20.4.10

barış bıçakçı öyküleri

,
*** bu yazıda barış bıçakçı'nın kitaplarına dair ayrıntılar yer alıyor. kitapları okumamış olanlar yazıyı okumak istemeyebilirler.***

sanırım ilk olarak annemin kitaplığındaki kitapları okuyarak başladığım için, türk edebiyatı’nda en çok 80’lerde yazılmış öyküleri okumuşum. bu dönemde yazılmış öykülerde, hem annemin kitaplarında, hem de daha sonra okulda okuduklarımızda gördüğüm ortak taraflar var. türk öykücülerinin metnin sınırlarını zorladığı, kurgusallığı kırıp okura yazının mutfağını açtığı bir dönem bu. bunun eminim bir takım politik ve sosyo-kültürel sebepleri de vardır, benim asıl değinmek istediğim bir süre sonra bu öykülerin okura fazla “deneysel” gelmesi meselesi. hepsinin böyle olduğunu söylemiyorum, ama döneme genel olarak yayılmış böyle bir hava var bence. içlerinde çok başarılı olanlar da var elbette, ama insan öyle bir noktaya geliyor ki, tanıdık, bütünselliğini koruyan, konusundan başka bir şey anlatma derdi olmayan bir şeyler de okumak istiyor- bende böyle oldu en azından.

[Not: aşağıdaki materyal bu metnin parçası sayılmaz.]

PR #3100, opened 2025-05-28
fix: message sending stuck - WPB-17866

jullianm:
<table>
<td>
  <a href="https://wearezeta.atlassian.net/browse/WPB-17866" title="WPB-17866" target="_blank">BugWPB-17866</a>  [iOS] Not able to send messages on mobile data
  </td></table>
  <br />
 

### Issue

**Context**: While in foreground and switching Wifi off, sending a message gets stuck in sending without the ability to retry (button doesn't show up) and when turning the Wifi on again, it still gets stuck. It only gets resolved when going to the background and foreground again.

**Causes**: When switching Wifi off, the live events Task finishes and we update the sync state to .idle which turns the decryption state to `.notStarted` and the MessageSender gets stuck again waiting for the decryption state to be `.done`. 

**Solution**: Don't update the state in the live events Task. If we reach this point, we know the decryption was already done (current state) and the decryption state should remain to .done (done should always be the final state) to not block any message sending.

### Testing

- open the app, keep in foreground, send message it works, switch Wifi off, send message, retry button now shows up, switch Wifi on again, hit retry, message gets sent. 

### Checklist

---

### DIFF
--- a/WireDomain/Sources/WireDomain/Synchronization/IncrementalSync.swift
+++ b/WireDomain/Sources/WireDomain/Synchronization/IncrementalSync.swift
@@ -80,7 +80,7 @@ public struct IncrementalSync: IncrementalSyncProtocol {
 
         let liveEventTask = Task { @Sendable [self] in
             logger.debug("handling live event stream")
-            syncStateSubject.send(.liveSyncing)
+            syncStateSubject.send(.liveSyncing(.ongoing))
 
             await processLiveEvents(
                 liveEventStream: liveEventStream,
@@ -88,6 +88,7 @@ public struct IncrementalSync: IncrementalSyncProtocol {
             )
 
             logger.debug("live event stream did finish")
+            syncStateSubject.send(.liveSyncing(.terminated))
         }
 
         return Token(task: liveEventTask, closePushChannel: {
--- a/WireDomain/Sources/WireDomain/Synchronization/IncrementalSync.swift
+++ b/WireDomain/Sources/WireDomain/Synchronization/IncrementalSync.swift
@@ -88,7 +88,7 @@ public struct IncrementalSync: IncrementalSyncProtocol {
             )
 
             logger.debug("live event stream did finish")
-            syncStateSubject.send(.liveSyncing(.terminated))
+            syncStateSubject.send(.liveSyncing(.finished))
         }
 
         return Token(task: liveEventTask, closePushChannel: {
--- a/WireDomain/Sources/WireDomain/Synchronization/IncrementalSync.swift
+++ b/WireDomain/Sources/WireDomain/Synchronization/IncrementalSync.swift
@@ -88,7 +88,6 @@ public struct IncrementalSync: IncrementalSyncProtocol {
             )
 
             logger.debug("live event stream did finish")
-            syncStateSubject.send(.idle)
         }
 
         return Token(task: liveEventTask, closePushChannel: {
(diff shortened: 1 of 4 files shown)


dmitrysimkin (approved):
question: need to add test?

WireDomain/Sources/WireDomain/Synchronization/IncrementalSync.swift
```diff
@@ -88,7 +88,6 @@ public struct IncrementalSync: IncrementalSyncProtocol {
             )
 
             logger.debug("live event stream did finish")
-            syncStateSubject.send(.idle)
```
jullianm, line 91: removing it at this level which causes the issue

wire-ios-sync-engine/Source/Synchronization/SyncAgent.swift
```diff
@@ -105,6 +105,8 @@ final class SyncAgent: NSObject, SyncAgentProtocol {
     /// This method logs any errors and does not wait for the sync to finish.
 
     func resume() {
+        syncStateSubject.send(.idle)
```
jullianm, line 111: adding it here to make sure when we resume again and we perform the incremental sync message sender waits again for decryption to finished, it was missing in previous PR which could be the root cause of other recent issues.

WireDomain/Sources/WireDomain/Synchronization/IncrementalSync.swift
johnxnguyen: issue: if the stream finishes and we're still in the FG we should try to do the incremental sync again. Wouldn't that also fix getting stuck?

jullianm: so.. if I got this right, when trying to do the incremental sync again, either it will fail and we already catch the error so the decryption state will be resolved to done thus unlocking the message sender or it works and decryption state will also be resolved to done, in any cases message sender is unlocked.. it makes sense I'll do the changes thanks

jullianm: done in https://github.com/wireapp/wire-ios/pull/3100/commits/6fc83fe411340dbf7e8b6cae5bea2e6aff530e7c

WireDomain/Sources/WireDomain/Synchronization/IncrementalSync.swift
```diff
@@ -80,15 +80,15 @@ public struct IncrementalSync: IncrementalSyncProtocol {
...
+            syncStateSubject.send(.liveSyncing(.ongoing))
 
             await processLiveEvents(
                 liveEventStream: liveEventStream,
                 processedEnvelopeIDs: processedEnvelopeIDs
             )
 
             logger.debug("live event stream did finish")
-            syncStateSubject.send(.idle)
+            syncStateSubject.send(.liveSyncing(.terminated))
```
netbe: question: do you mean here the sync finished because websocket was closed?

jullianm: for the specific issue we had (when switching Wifi off) the websocket is terminated due to the error 57 "Socket is not connected" but I figured we wanted to have a more global naming that the live sync was terminated (for whatever reason)

netbe (approved):
approving expecting .terminated to be renamed in .finished

WireDomain/Sources/WireDomain/Synchronization/IncrementalSync.swift
jullianm: renamed to `.finished` in last commit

evdeki kitaplığımızda müpteda’ya doğum günü hediyesi olarak gelen “bir süre yere paralel gittikten sonra” duruyordu, bense “hazır tüyap'tayken kendime de bir hediye alayım” diyerek “baharda yine geliriz”i almıştım. o kadar sade, abartıdan uzak, mütevazı ama bir yandan da insana çok başka bir yerinden dokunan öyküler var ki bu kitapta, tam olarak anlatamıyorum. her okurun “bunu ben yazmış olmalıydım” dediği bir roman, öykü, herneyse vardır diye tahmin ediyorum, benim için bu kitaptaki “eve dönerken” öyküsü böyle işte. çok fazla ipucu vermek istemiyorum, ama basit, gündelik bir olay nasıl bambaşka bir yola sapar, nasıl insanın hiç yaşamadığı, tanık olmadığı bir deneyim bu kadar içselleşebilir bilmiyorum, ama oluyor bir şekilde. "insan olma hali"ni inanılmaz bir şekilde yansıtan öyküler var bu kitapta. bir yandan ankaralı öyküler bunlar; bana sanki yazar, içinde taşıdığı kasvetli ama sakin ankara'dan dışarı bakıyor gibi geliyor, öykülerine de bunun izleri yansıyor.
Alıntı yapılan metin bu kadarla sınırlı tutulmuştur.